Representatives Earl Blumenauer (D-OR) and Dean Phillips (D-MN), who crafted the Restaurant Revitalization Fund legislation, have a new federal proposal to aid struggling restaurateurs.
On Thursday, the congressmen introduced the Restaurant Revitalization Tax Credit to help the roughly 200,000 operators who applied for RRF grants but didn’t receive funding.
“By severely underinvesting in RRF, Congress inadvertently created an unfair lottery of winners and losers. We must extend America’s promise of opportunity to all who are eligible before it’s too late,” Phillips said in a statement emailed to Restaurant Dive.
The proposed legislation would help restaurateurs grappling to manage debts incurred during the pandemic, pay their staff and improve their finances, according to a statement from Blumenauer’s office.
The new tax credit would offset restaurants payroll tax liabilities up to $25,000 per quarter in 2023, or a maximum of $100,000. The credit would be fully refundable for operators with 10 or fewer employees, and partially refundable for restaurants with between 11-20 employees.
The Small Business Administration would “coordinate with and provide information to the Secretary of the Treasury (or the Secretary’s 22 delegate) to assist in identifying employers that are eligible for the credit,” the proposed bill states.
The Independent Restaurant Coalition supports the proposed legislation, continuing its past advocacy around restaurant-specific, government-backed pandemic relief, such as RRF.

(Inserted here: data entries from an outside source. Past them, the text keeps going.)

PR #2881, opened 2019-01-06
Add :primary_key option to embeds_* docs

toraritte:
Documenting `:primary_key` option explicitly in the "Options" sections  for [`embeds_one/3`](https://hexdocs.pm/ecto/Ecto.Schema.html#embeds_one/3) and [`embeds_many/3`](https://hexdocs.pm/ecto/Ecto.Schema.html#embeds_many/3). 

There is a sentence ("_When defining an inline embed, the :primary_key option may be given to customize the embed primary key type._") between the examples but it would be nice to see it listed in the options.

Ran `mix test`, no issues but couldn't find any contribution guidelines (or may have overlooked...) so please let me know if this isn't the right way to contribute. 

Thanks for all your efforts on this awesome tool!


josevalim:

PR #2882, opened 2019-01-08
Document stale errors opts for insert_or_update/2

maartenvanvliet:
https://hexdocs.pm/ecto/Ecto.Repo.html#c:update/2 shows how to deal with StaleEntryErrors when you want to catch them instead of letting it raise. `insert_or_update/2` was missing this information. 

I've added this and made a note that it only applies to updates, inserts should never have stale errors.


josevalim:

PR #2889, opened 2019-01-23
Update from/2 docs with note about bindings

cdfuller:
I believe this change better reflects how `from/2` works. The extra source references are optional in my testing so I thought it could be changed from "must" to "may".


josevalim:

PR #2890, opened 2019-01-24
Use non-deprecated version of Multi.run in Multi DocTests

EskiMag:
Use the version with arity 2 instead of 1 as last argument to prevent warnings.


josevalim:

PR #2891, opened 2019-01-24
Add documentation for pool_size

jsangilve:
`Ecto.Repo`'s documentation mentions `pool_size` parameter under `URL` section, but anywhere else. Considering this parameter is defaulted to `10` in `Ecto.Repo` module, I added it to the documentation.

I believe `timeout` parameter is a similar case. However, it's documented under the `Ecto.Adapters.Postgres` and `EctoAdapters.MySQL` modules.

### DIFF
--- a/lib/ecto/repo.ex
+++ b/lib/ecto/repo.ex
@@ -43,7 +43,7 @@ defmodule Ecto.Repo do
       Defaults to `:debug`
 
     * `:pool_size` - the size of the pool used by the connection module.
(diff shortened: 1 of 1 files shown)


AndrewDryga:
I believe `pool_size` is removed in Ecto 3, instead please replace example in URL section with other option that we currently support?

josevalim:
pool_size is still around in Ecto 3.

josevalim:

PR #2892, opened 2019-01-25
Remove excessive underscore for ignored variable

turboza:
Minor correction for the ignored variable which is supposed to have only one underscore.

I scanned and didn't find this somewhere else.


josevalim:

PR #2905, opened 2019-02-01
No need for validation query unless relevant fields were changed

### LINKED ISSUE #2901: Improvement: lazy `Ecto.Changeset.unsafe_validate_unique/4`
While working on a project I noticed that `Ecto.Changeset.unsafe_validate_unique/4` executes a uniqueness check on my repo even when the field(s) specified are not present in the changeset's changes. Perhaps I've missed something, but I think this could be done lazily by comparing the changeset's changes with the specified fields and save a database query if it is not necessary.

### Environment

* Elixir version (elixir -v): 1.8.0
* Database and version (PostgreSQL 9.4, MongoDB 3.2, etc.): Postgres 11
* Ecto version (mix deps): 3.0.6
* Database adapter and version (mix deps): postgrex 0.14.1
* Operating system: Ubuntu 18.04

### Current behavior

As part of my `User` schema:
```Elixir
def general(user, attrs) do
    user
    |> cast(attrs, [:name, :email])
    |> unsafe_validate_unique([:email], MyApp.Repo)
    |> unique_constraint(:email)
end
```

IEx:
```Elixir
alias MyApp.Accounts.User
%User{email: "dave@domain.tld", name: "Dave"} |> User.changeset(%{"name" => "Peter"})
[debug] QUERY OK source="users" db=3.4ms
SELECT TRUE FROM "users" AS u0 WHERE (u0."email" = $1) LIMIT 1 ["dave@domain.tld"]
#Ecto.Changeset<
  action: nil,
  changes: %{name: "Peter"},
  errors: [],
  data: #MyApp.Accounts.User<>,
  valid?: true
>
```
So a query is executed for the email field while it would not be changed by applying the resulting changeset.

### Expected behavior
```Elixir
alias MyApp.Accounts.User
%User{email: "dave@domain.tld", name: "Dave"} |> User.changeset(%{"name" => "Peter"})
#Ecto.Changeset<
  action: nil,
  changes: %{name: "Peter"},
  errors: [],
  data: #MyApp.Accounts.User<>,
  valid?: true
>
```

### Proposal

Perhaps it could be improved by wrapping `unsafe_validate_unique/4` in a change-checker, something like:
```Elixir
def lazy_unsafe_validate_unique(changeset, fields, repo, opts \\ []) do
    changed_fields =
      changeset.changes
      |> Map.keys()
      |> MapSet.new()
      |> MapSet.intersection(fields |> MapSet.new())

    if MapSet.new() != changed_fields do
      unsafe_validate_unique(changeset, fields, repo, opts)
    else
      changeset
    end
  end
```
Or something more performant along the same lines, if somebody can come up with something :)

nathanl:
`unsafe_validate_unique/3` performs a query to ensure that the specified
fields represent a unique combination of values in the repo. For
example, perhaps the combination of city and state must be unique.
But there's no need to perform this query if the changeset is not making
any change to city or state.

Fixes #2901

### DIFF
--- a/lib/ecto/changeset.ex
+++ b/lib/ecto/changeset.ex
@@ -1719,8 +1719,13 @@ defmodule Ecto.Changeset do
       {field, get_field(changeset, field)}
     end
 
+    # No need to query if we haven't changed any of the fields in question
+    unrelated_changes? = fields -- Map.keys(changeset.changes) == fields
+
     # If we don't have values for all fields, we can't query for uniqueness
-    if Enum.any?(where_clause, &(&1 |> elem(1) |> is_nil())) do
+    any_nil_values_for_fields? = Enum.any?(where_clause, &(&1 |> elem(1) |> is_nil()))
+
+    if unrelated_changes? || any_nil_values_for_fields? do
       changeset
     else
       pk_pairs = pk_fields_and_values(changeset, struct)
--- a/test/ecto/changeset_test.exs
+++ b/test/ecto/changeset_test.exs
@@ -1316,6 +1316,22 @@ defmodule Ecto.ChangesetTest do
     Process.put(:test_repo_all_results, no_dup_result)
     changeset = unsafe_validate_unique(base_changeset, :title, TestRepo, prefix: "public")
     assert changeset.valid?
+
+    # The validation runs a query only when the changes are relevant to it
+    defmodule DetectionRepo do
+      def one(query) do
+        send(self(), [function: :one, query: query])
+      end
+    end
+    body_change = changeset(%Post{title: "Hello World", body: "hi"}, %{body: "ho"})
+    unsafe_validate_unique(body_change, :body, DetectionRepo)
+    assert_receive [function: :one, query: %Ecto.Query{}]
+
+    unsafe_validate_unique(body_change, [:body, :title], DetectionRepo)
+    assert_receive [function: :one, query: %Ecto.Query{}]
+
+    unsafe_validate_unique(body_change, :title, DetectionRepo)
+    refute_receive [function: :one, query: %Ecto.Query{}]
   end
 
   ## Locks


nathanl:
If you set the diff to hide white space changes, you'll see that the change here is very small. The function is now even longer and uglier with the additional nesting. 😆 This might be a nice place for someone to contribute a refactor.

lib/ecto/changeset.ex
```diff
@@ -1706,55 +1706,68 @@ defmodule Ecto.Changeset do
...
-    where_clause = for field <- fields do
-      {field, get_field(changeset, field)}
-    end
+    fields_to_validate =
+      fields
+      |> MapSet.new()
 
-    # If we don't have values for all fields, we can't query for uniqueness
-    if Enum.any?(where_clause, &(&1 |> elem(1) |> is_nil())) do
+    if MapSet.disjoint?(changed_fields, fields_to_validate) do
```
josevalim: I think this list is small enough that doing `fields -- Map.keys(changs) == fields` is going to be much more efficient.

lib/ecto/changeset.ex
```diff
@@ -1706,55 +1706,68 @@ defmodule Ecto.Changeset do
...
-            Ecto.Query.or_where(acc, [q], field(q, ^field) != ^value)
-          end)
+      {validations, struct} =
+        case changeset do
+          %Ecto.Changeset{validations: validations, data: %{__struct__: struct}} ->
+            {validations, struct}
+          %Ecto.Changeset{} ->
+            raise ArgumentError, "unsafe_validate_unique/4 does not work with schemaless changesets"
         end
+      changeset = %{changeset | validations: [{:unsafe_unique, fields} | validations]}
```
josevalim: We should do this always, even if the fields did not change, so we have to move those lines up. Maybe we can streamline the code to avoid nesting? Something like this:

    if fields -- Map.keys(changes) == fields or Enum.any?(where_clause, &(&1 |> elem(1) |> is_nil())) do
      changeset

?

josevalim:
Thank you so much @nathanl! I have dropped some comments. We just need some tests too and  we  should be good to go!

nathanl:
@josevalim Thanks for the feedback. I noticed that `mix test` doesn't run the integration tests. I think `make test` used to do that, but I don't see how now.

josevalim:
@nathanl the integration tests are now part of `ecto_sql`. I think we can probably unit test this change in particular (i.e. you can pass a fake Repo as it should never be invoked). Otherwise `ecto_sql` is the way to go!

nathanl:
Hmm. I'm confused because `integration_test/cases/repo.exs` is still in this project and has tests referring to this validation, but putting `assert true == false` in one of them doesn't cause a failure.

josevalim:
@nathanl the integration tests are still shipped as part of ecto, because they are shared across adapters, but  there is no adapter in ecto per se for us to  run them against.

test/ecto/changeset_test.exs
```diff
@@ -1316,6 +1316,22 @@ defmodule Ecto.ChangesetTest do
...
+    end
+    body_change = changeset(%Post{title: "Hello World", body: "hi"}, %{body: "ho"})
+    unsafe_validate_unique(body_change, :body, DetectionRepo)
+    assert_receive [function: :one, query: %Ecto.Query{}]
+
+    unsafe_validate_unique(body_change, [:body, :title], DetectionRepo)
+    assert_receive [function: :one, query: %Ecto.Query{}]
+
+    unsafe_validate_unique(body_change, :title, DetectionRepo)
+    refute_receive [function: :one, query: %Ecto.Query{}]
```
josevalim: I was going to say we should break this apart but given everything is together for now, then it is best to leave it for another PR. :)

nathanl: @josevalim Here's a PR to break apart the test: https://github.com/elixir-ecto/ecto/pull/2909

“The introduction of the RRTC comes at a pivotal moment for the restaurant and bar industry, which lost over $280 billion in the first year of the pandemic alone and received a mere $28.6 billion in dedicated RRF relief,” Erika Polmar, executive director of the IRC, said in a statement.
The proposed tax credit comes just weeks after the last dregs of RRF funds have been spent. In November, the SBA announced it would release about $83 million in unallocated RRF funds to 169 restaurant operators who applied for grants in 2021. Recipients were required to spend the money before March.